Problems Load Balancers Solve

In cloud computing, load balancers solve three issues that fall under the following categories:

• Cloud bursting

• Local load balancing

• Global load balancing

Cloud bursting is a configuration between a private cloud (i.e., on-premises compute environment) and a public cloud that uses a load balancer to redirect overflow traffic from a private cloud that has reached 100% of resource capacity to a public cloud to avoid decreases in performance or an interruption of service.

The critical advantage of cloud bursting is economic in the respect that companies do not need to provision or license excess capacity to meet limited-time peak loads or unexpected fluctuations in demand. This flexibility and the automated self-service model of the cloud means that only the resources consumed for a specific period are paid for until released again.

Organizations can use local load balancing within a private cloud and a public cloud; it is a fundamental infrastructure requirement for any web application that needs high availability and the ability to distribute traffic across several servers.

Global load balancing is much more complex and can involve several layers of load balancers that manage traffic across multiple private clouds, public clouds, and public cloud regions. The greatest challenge is not the distribution of the traffic, but the synchronization of the backend processes and data so that users get consistent and correct data regardless of where the responding server is located. Although state synchronization challenges are not unique to global load balancing, the widely distributed nature of a global-scale solution introduces latency and regional resource resiliency that requires various complex solutions to meet service-level agreements (SLAs).

The Solutions Load Balancers Provide

The choice of a load balancing method depends on the needs of your application to serve clients. Different load-balancing algorithms provide different solutions based on application and client needs:

Round robin

Requests are queued and distributed across the group of servers sequentially.

Weighted round robin

A round robin, but some servers are apportioned a larger share of the overall traffic based on computing capacity or other criteria.

Weighted least connections

The load balancer monitors the number of open connections for each server and sends it to the least busy server. The relative computing capacity of each server is factored into determining which one has the least connections.

Hashing

A set of header fields and other information is used to determine which server receives the request.

Session persistence, also referred to as a sticky session, refers to directing incoming client requests to the same backend server for the duration of a session by a client until the transaction being performed is completed.

The OSI Model and Load Balancing

The Open System Interconnection (OSI) model defines a networking framework to implement protocols in seven layers:

• Layer 7: Application layer

• Layer 6: Presentation layer

• Layer 5: Session layer

• Layer 4: Transport layer

• Layer 3: Network layer

• Layer 2: Data-link layer

• Layer 1: Physical layer

The OSI model doesn’t perform any functions in the networking process. It is a conceptual framework to better understand complex interactions that are happening.
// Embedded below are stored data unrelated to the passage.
PR #86, opened 2022-09-27
Make each provisioning script pick-and-choose (can run independently)

jfomhover:
This makes the bicep provisioning scripts more independent from one another, so that users can run one and not the others.

In particular, it splits orchestrator into 1) creating the azureml workspace and 2) create compute+storage for orchestrator.

The scripts also have the capacity to use either SystemAssigned or UserAssigned identities in a parameter switch.

The UAI version is experiencing issues for the moment, but the MSI version works quite well.


thomasp-ms:
@jfomhover just curious, why this location logic [here](https://github.com/Azure-Samples/azure-ml-federated-learning/blob/e771c3838dc75e0edd25b76c6e5864d65cba42c2/mlops/bicep/modules/resources/open_azureml_workspace.bicep#L93)?

thomasp-ms:
@jfomhover I see [here](https://github.com/Azure-Samples/azure-ml-federated-learning/blob/e771c3838dc75e0edd25b76c6e5864d65cba42c2/mlops/bicep/modules/resources/open_azureml_workspace.bicep#L57) for the orchestrator storage account you're using the `RAGRS` SKU. Any particular reason for using this _geo-replicated_ variant?

I know this account will (in theory) only store models so the location of the data shouldn't matter, but I figured the `LRS` variant might be a bit safer...

thomasp-ms:
@jfomhover [This part](https://github.com/Azure-Samples/azure-ml-federated-learning/blob/e771c3838dc75e0edd25b76c6e5864d65cba42c2/mlops/bicep/modules/orchestrators/open_orchestrator_blob.bicep#L86) (stating the container depends on the storage account) triggers a warning. I do not understand why, this seems counter-intuitive to me. I wonder if we should dig further into this, maybe it is a signal that there is something amiss somewhere?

Network firewalls are security devices that operate from Layer 1 to Layer 3, whereas load balancing happens from Layer 4 to Layer 7. Load balancers have different capabilities, including the following:

Layer 4 (L4)

Directs traffic based on data from network and transport layer protocols, such as IP address and TCP port.

Layer 7 (L7)

Adds content switching to load balancing. This allows routing decisions based on attributes like HTTP header, URL, Secure Sockets Layer (SSL) session ID, and HTML form data.
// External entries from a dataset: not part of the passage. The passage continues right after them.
PR #104, opened 2022-10-06
Integrate subgraphs - native pipeline

### LINKED ISSUE #102: Integrate Subgraph
- It's challenging to navigate various FL components in UI, especially when the number of iterations exceeds 10.

**Describe the solution you'd like**
- Integration of subgraph components would allow switching b/w different components easily as well as would provide a clear view of the pipeline in UI.

**Describe alternatives you've considered**
- Earlier DPv1.5 components were used to deal with this problem. As we are migrating everything to DPv2, it's better to have an entire solution in DPv2.

garg-amit:
## Purpose

* Integrate subgraphs with the native code. 

closes #102 

```
[x] Yes
[ ] No
```

## Pull Request Type

```
[ ] Bugfix
[x] Feature
[ ] Other... Please describe:
```

## How to Test
*  Get the code

```
git clone [repo-address]
cd [repo-name]
git checkout [branch-name]
npm install
```

* Test the code

Submit a native pipeline and go to the azure studio to look at subgraphs.


thomasp-ms:
@garg-amit this is not a full review yet, but I noticed something odd in the submitted job. You seem to be including the pre-processing step in every subgraph. We don't want that, even if the preprocessing results are being reused and the steps aren't really rerun; that would just be confusing to the user.

I suggest keeping preprocessing steps separate, and have the subgraph only contain silo training and aggregation.

garg-amit:
Thanks for the initial review, @thomasp-ms. Unfortunately, the subgraph component does not support **kwargs. That being said, if we keep the preprocessing component outside the subgraph then we have to statically define the subgraph function with the exact no. of inputs parameters i.e. 2*num_silos + other params so a user has to change the code each time when he/she wants to add/remove a silo (it won't be a just config change anymore). Let me know if you think otherwise or have a workaround in mind.

examples/pipelines/fl_cross_silo_native/submit.py
```diff
@@ -23,6 +23,8 @@
 # to handle yaml config easily
 from omegaconf import OmegaConf
 
+# subgraph
+os.environ["AZURE_ML_CLI_PRIVATE_FEATURES_ENABLED"] = "true"
```
thomasp-ms, line 27: If we have to do this, does this mean it's OK to put in a public repo?

examples/pipelines/fl_cross_silo_native/submit.py
```diff
@@ -204,93 +205,89 @@ def fl_cross_silo_internal_basic():
...
+        silo_training_step.name = f"silo_{silo_index}_training"
+
+        # make sure the compute corresponds to the silo
+        silo_training_step.compute = silo_config.compute
 
         # make sure the data is written in the right datastore
-        aggregate_weights_step.outputs.aggregated_output = Output(
-            type=AssetTypes.URI_FOLDER,
+        silo_training_step.outputs.model = Output(
+            type=AssetTypes.CUSTOM_MODEL,
```
thomasp-ms, line 239: Are we sure we want to use CUSTOM_MODEL here? I thought that was triggering the registration of the model somewhere else, which we don't want. (sorry if I'm late to the party and this has been dealt with already)

thomasp-ms:
> Thanks for the initial review, @thomasp-ms. Unfortunately, the subgraph component does not support **kwargs. That being said, if we keep the preprocessing component outside the subgraph then we have to statically define the subgraph function with the exact no. of inputs parameters i.e. 2*num_silos + other params so a user has to change the code each time when he/she wants to add/remove a silo (it won't be a just config change anymore). Let me know if you think otherwise or have a workaround in mind.

Hmmm, this is unfortunate. If what you're saying about **kwargs not being supported is true, then I agree your approach with repeated preprocessing steps is better than forcing the user to re-write code for different numbers of silos.

So far I have no workaround in mind besides the obvious "define 2*MaxNumberOfSilos optional inputs", since we do have an arbitrary limit on the max number of silos we want to support (100). However this workaround is bad for many reasons so let's stick with your solution.

Let's chat more about this during our next sync.

thomasp-ms (approved):
One minor comment about exposing private features, and one less minor about a data type. The rest looks good.

Since **kwargs are not supported, I agree with your approach of repeating the pre-processing steps. Might be slightly confusing to the user, but better than having to write code every time they want to change the number of silos.

examples/pipelines/fl_cross_silo_native/submit.py
garg-amit: my bad! That should be a `uri_folder`

examples/pipelines/fl_cross_silo_native/submit.py
garg-amit: That's a good question. Let me cc @jfomhover (he might have an opinion on the same)

garg-amit:
Integrating subgraphs in just the factory code for now since subgraphs are in the experimental phase.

Global Server Load Balancing (GSLB)

GSLB extends L4 and L7 capabilities to servers in different geographic locations. The Domain Name System (DNS) is also used in certain solutions and this topic is addressed when Azure Traffic Manager is used as an example of such an implementation.

As more enterprises seek to deploy cloud-native applications in public clouds, it is resulting in significant changes in the capability of load balancers.